Dispatching Compute Passes
This section will cover dispatching compute shaders. If you haven't already, it is recommended to go through Rendering and Object first to get a fuller understanding of how Groot Engine works.
With every Groot Engine project, create an engine. Then use this engine to compile your shaders.
// main.cpp
#include <groot/groot.hpp>
using namespace groot;
int main() {
Engine engine;
RID comp_shader = engine.compile_shader(ShaderType::Compute, "path/to/compute/shader");
RID vert_shader = engine.compile_shader(ShaderType::Vertex, "path/to/vertex/shader");
RID frag_shader = engine.compile_shader(ShaderType::Fragment, "path/to/fragment/shader");
}
Note that it might be best to check that these shaders are valid with the
RID::is_valid()method, as if there are any compilation errors with your shaders the program will display the errors but not exit.

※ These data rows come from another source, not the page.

PR #2642, opened 2023-10-24
fix: ExtendedNav Tab Order

### LINKED ISSUE #2641: [fix]: ExtendedNav Tab Order

ReactUSWDS: 5.5.0
USWDS: 3.6.0

**Describe the bug**

When adding secondary elements to the ExtendedNav component the secondary components will be placed after the primary components in the DOM and re-positioned above the primary components with CSS. This means that the DOM order does not match the visual order

[C27: Making the DOM order match the visual order](https://www.w3.org/TR/WCAG20-TECHS/C27.html)
> The objective of this technique is to ensure that the order of content in the source code is the same as the visual presentation of the content. [...] Each order may be meaningful in itself but may cause confusion for assistive technology users.

Which can cause problems for users who use assistive technologies and should be able to Tab through the focusable elements in the same order as they appear visually.

**To Reproduce**

1. Go to the [Extended Header](https://trussworks.github.io/react-uswds/?path=/story/components-header--extended-header) component in storybook
2. Press Tab
3. Error: The first element that is focused is the `Nav Label`

**Expected behavior**
The first element focused should be `Simple link one` above the search bar

**Screenshots**

https://github.com/trussworks/react-uswds/assets/8581332/a3a707a6-d77e-49db-81a3-a8fae491e9c8

**Additional context**

There is a similarly related bug ticket in the USWDS repo https://github.com/uswds/uswds/issues/3920

- Chrome

bbemis017:
# Summary

This PR re-orders the primary/secondary elements in the ExtendedNav so that it matches the visual order that a user sees. When a user uses Tabs through the component,  they will iterate through elements in the same order that they appear

## Related Issues or PRs

closes #2641 

## How To Test

Open Storybook locally and go to the Extended Header Page
Press Tab and confirm the first element focused is `Simple line one`
Then followed by
`Simple link two`
The search text box
The search button
Nav Label

### Screenshots (optional)

https://github.com/trussworks/react-uswds/assets/8581332/e21f8bf4-be75-4605-bb8a-d9e6db4271f2


brandonlenz:
Thanks for the PR! I'll wonder what the designers think about this. 

We generally try to match whatever USWDS' implementation brings, for better (most of the time), or for worse.

Our markup before this change matches USWDS: https://designsystem.digital.gov/components/header/#extended-header

The [USWDS example](https://federalist-3b6ba08e-0df4-44c9-ac73-6fc193b0e19c.sites.pages.cloud.gov/preview/uswds/uswds/develop/iframe.html?id=components-header--extended&args=&viewMode=story) doesn't seem to include the secondary items in the tab order at all from a quick test (firefox), so that's puzzling to me as well

bbemis017:
> The [USWDS example](https://federalist-3b6ba08e-0df4-44c9-ac73-6fc193b0e19c.sites.pages.cloud.gov/preview/uswds/uswds/develop/iframe.html?id=components-header--extended&args=&viewMode=story) doesn't seem to include the secondary items in the tab order at all from a quick test (firefox), so that's puzzling to me as well

I'm not sure if I'm seeing the same behavior as you, But when I try it in  firefox it skips over the links that are secondary items but it still focuses the search box and search button. Which are also secondary items in that example.

This is different than the behavior I see in chrome though, So I think theres a firefox setting that changes what is focusable. This [stackoverflow](https://stackoverflow.com/a/11713537) seems related

Issue #2540, opened 2023-08-02
[fix] Issues properly using with the Next.js "App Router" architecture (server components)


sawyerh:
**ReactUSWDS Version & USWDS Version:**

```json
"@trussworks/react-uswds": "5.1.1",
"@uswds/uswds": "3.1.0",
"next": "13.4.12",
"react": "18.2.0",
"react-dom": "18.2.0"
```

**Describe the bug**

When any ReactUSWDS component is imported into a "server side component", the following error is thrown:

```
error Error [TypeError]: Super expression must either be null or a function
    at eval (webpack-internal:///(rsc)/./node_modules/@trussworks/react-uswds/lib/index.js:66:73)
    at eval (webpack-internal:///(rsc)/./node_modules/@trussworks/react-uswds/lib/index.js:76:22)
    at 483 (webpack-internal:///(rsc)/./node_modules/@trussworks/react-uswds/lib/index.js:212:18)
    at r (webpack-internal:///(rsc)/./node_modules/@trussworks/react-uswds/lib/index.js:651:24)
    at eval (webpack-internal:///(rsc)/./node_modules/@trussworks/react-uswds/lib/index.js:9651:22)
    at eval (webpack-internal:///(rsc)/./node_modules/@trussworks/react-uswds/lib/index.js:10333:10)
    at eval (webpack-internal:///(rsc)/./node_modules/@trussworks/react-uswds/lib/index.js:10334:6)
    at eval (webpack-internal:///(rsc)/./node_modules/@trussworks/react-uswds/lib/index.js:3:30)
    at eval (webpack-internal:///(rsc)/./node_modules/@trussworks/react-uswds/lib/index.js:4:2)
    at (rsc)/./node_modules/@trussworks/react-uswds/lib/index.js (/Users/sawyer/Dev/Projects/react-uswds-server-components/.next/server/app/react-uswds/page.js:1559:1) {
  digest: undefined
}
```

**To Reproduce**

I've created a repo with the reproduction here: https://github.com/sawyerh/react-uswds-server-components-bug

1. Install the repo (`npm install`)
2. Run the dev server (`npm run dev`)
3. View `http://localhost:3000/react-uswds` and observe an error
4. View `http://localhost:3000/react-uswds-use-client` and observe a rendered ReactUSWDS component

The difference between 3 and 4 is that 4 includes a `"use client"` directive at the top of its page file, forcing it to be a client-side component, as opposed to server component.

**Expected behavior**

[...]

Issue #192, opened 2020-05-21
[feat] Investigate `pkg.module` and/or rollup for better module support & tree shaking


suzubara:
**Does your feature request relate to a specific USWDS feature?**
No

**Is your feature request related to a problem? Please describe.**
No

**Describe the solution you'd like**
Investigate using `pkg.module` and whether it is worth changing our build / package config.

**Describe alternatives you've considered**
We can choose to do nothing.

**Additional context**
Port from initial roadmap -- motivation behind this is to optimize the library exports for better performance & modern JS applications.
- https://github.com/rollup/rollup/wiki/pkg.module
- https://stackoverflow.com/questions/41289200/output-an-es-module-using-webpack

Morsey187:
I've had a quick look at using webpack V5 a while ago now, I managed to get it to output an ES6 module however it seems like this feature is very much [experimental](https://github.com/webpack/webpack/issues/2933#issuecomment-774253975) as it opened up a rabbit hole of issues trying to get the ES module to work with my Next.js build.

I'd like to iterate @jkjustjoshing 's queries above, and see if there would be any appetite in using rollup.js as the approach instead? I think either of his options sound fine. Otherwise I could have another look at the webpack changes I made previously and open a PR with some notes with the issues I encountered so others can take a look? The changes required for webpack were pretty minior, but it seems like a concerning route if webpack is likely to cause more issues down the line.

I'd also like to know what the current teams resourcing is like in terms of supporting a PR, or whether this issue is on your roadmap?

This would also be a great issue to solve from an environmental perspective, I'd imagine there are quite a few high traffic sites that could split their JavaScript bundles in half.

lpsinger:
Did you consider esbuild as an alternative to rollup?

jpandersen87:
I have a proof-of-concept of using vite/vitest here: https://github.com/trussworks/react-uswds/pull/2716

PR #2656, opened 2023-11-10
feat: Add “use client” to fix React Server Components

sawyerh:
# Summary

This adds the [`"use client"`](https://react.dev/reference/react/use-client) directive to the transpiled JS module to support apps utilizing [React Server Components](https://nextjs.org/docs/app/building-your-application/rendering/server-components):

Some context from the React docs on this directive:

> When a file marked with 'use client' is imported from a Server Component, [compatible bundlers](https://react.dev/learn/start-a-new-react-project#bleeding-edge-react-frameworks) will treat the module import as a boundary between server-run and client-run code.

> For apps that use React Server Components, the app is server-rendered by default. 'use client' introduces a server-client boundary in the [module dependency tree](https://react.dev/learn/understanding-your-ui-as-a-tree#the-module-dependency-tree), effectively creating a subtree of Client modules.

Without this directive, apps attempting to use React Server Components are greeted with an error screen. See #2540.

I think this PR would be highly impactful to Next.js applications in particular, supporting the adoption of the new [App Router](https://nextjs.org/docs) and newer React features.

## Additional context

I don't think this is the perfect solution to supporting React Server Components, but I think it's a quick fix. Longer term, #192 is likely a better approach, so that components without any React hooks or event listeners _can_ be a server component.

## Related Issues or PRs

- #2540

## How To Test

1. Clone https://github.com/sawyerh/react-uswds-server-components-bug
1. `npm install`
1. `npm run dev`
1. Open http://localhost:3000/react-uswds and observe an error
1. Stop the dev server, then run: `npm link @trussworks/react-uswds --save`
1. Open http://localhost:3000/react-uswds and observe the error is gone

## Screenshots

CleanShot 2023-11-09 at 17 44 42@2x

### DIFF
--- a/webpack.config.js
+++ b/webpack.config.js
@@ -1,6 +1,8 @@
 const path = require('path')
 const MiniCssExtractPlugin = require('mini-css-extract-plugin')
 const ForkTsCheckerWebpackPlugin = require('fork-ts-checker-webpack-plugin')
+const TerserPlugin = require('terser-webpack-plugin')
+const { BannerPlugin } = require('webpack')
 
 const uswdsIncludePaths = [
   './node_modules/@uswds',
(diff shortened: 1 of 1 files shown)


sawyerh:
@brandonlenz Just checking in to see if this is a change y'all would be open to or if I should pursue an alternative. (Tagging you since you're listed in the readme as the active maintainer).

brandonlenz (approved):
I am good with this change. Looks like a quick win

Now lets create the storage texture. Storage textures are just textures that have 2 bindings. The first binding is for the UAV texture that you can read and write to. The second binding is for the sampler that can be read in the fragment shader. Groot Engine handles layout transitions of these images automatically so your storage textures are guaranteed to be in the correct layouts during your compute shader and your fragment shader.
// main.cpp
...
int main() {
...
RID sampler = engine.create_sampler(SamplerSettings{});
auto [width, height] = engine.viewport_dims();
RID storage_texture = engine.create_storage_texture(width, height, sampler);
}
There are two additional arguments when creating a storage texture: the image type (1D, 2D, or 3D specified by the ImageType enum) and the format (specified by the Format enum). These are defaulted to 2D and the 16 bit float format.

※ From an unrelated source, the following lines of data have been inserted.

Issue #2587, opened 2023-09-14
[feat] Export component props


brandonlenz:
**Does your feature request relate to a specific USWDS component?**

All components, we should make it a convention going forward to export their props

**Is your feature request related to a problem? Please describe.**

Sometimes consumers want to get TS access to the props our components accept. It's not always easy/intuitive to do so.

**Describe the solution you'd like**

export all our component prop type definitions, similar to https://github.com/react-bootstrap/react-bootstrap/blob/master/src/index.tsx. 

Note: We union our props with `IntrinsicElements[THE_ROOT_ELEMENT]` pretty often, inline in the component args. We would want those exported with the type, so it might require small refactors to perform the union when declaring the type instead.

**Describe alternatives you've considered**

The workaround today is for consumers to use [ComponentProps](https://www.totaltypescript.com/react-component-props-type-helper), e.g. 
```TSX
type TheProps = ComponentProps<typeof TheReactUswdsComponent>
```

f3ve:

Now create a descriptor set that uses this storage texture.
// main.cpp
...
int main() {
...
RID descriptor_set = engine.create_descriptor_set({ storage_texture });
}
Now we have 2 pipelines to create: a compute pipeline and a graphics pipeline.
// main.cpp
...
int main() {
...
RID compute_pipeline = engine.create_compute_pipeline(comp_shader, descriptor_set);
RID graphics_pipeline = engine.create_graphics_pipeline(GraphicsPipelineShaders{
.vertex = vert_shader,
.fragment = frag_shader
}, descriptor_set, GraphicsPipelineSettings{
.cull_mode = CullMode::None
});
}
For this example, we are creating a full screen triangle to display our compute shader output on. This is a standard practice for things like path tracers where the compute shaders do the rendering and you just need to display their output. For this reason, using no culling is fine since it doesnt matter which way the vertices are drawn.
The next step is to load the triangle mesh, create an object from it, the graphics pipeline, and the descriptor set, and then add it to the scene.
// main.cpp
...
int main() {
...
RID mesh = engine.load_mesh("path/to/obj/file");
Object triangle;
triangle.set_mesh(mesh);
triangle.set_pipeline(graphics_pipeline);
triangle.set_descriptor_set(descriptor_set);
engine.add_to_scene(triangle);
}
To dispatch the compute shader, you first create a compute command. Then, you tell the engine to dispatch all stored compute commands. For any commands that do not have barriers, they will be processed simultaneously, so make sure to specify that a barrier is needed if you have subsequent passes that depend on each other. After dispatching, run the engine and you should see a uv texture filling the whole viewport!
// main.cpp
...
int main() {
...
engine.compute_command(ComputeCommand{
.pipeline = compute_pipeline,
.descriptor_set = descriptor_set,
.work_groups = { (width + 7) / 8, (height + 7) / 8, 1 }
});
engine.dispatch();
engine.run([&engine](double) {
if (engine.just_pressed(Key::Escape))
engine.close_window();
});
}
It is important to round up the thread count to make sure each thread gets one index in the output image. The formula for this is
(max_threads + local_threads - 1) / local_threads. While this may produce a work group that goes over the thread count that you need, returning early in the compute shader if the thread index exceeds what you need makes it so that none of these extra threads actually get used.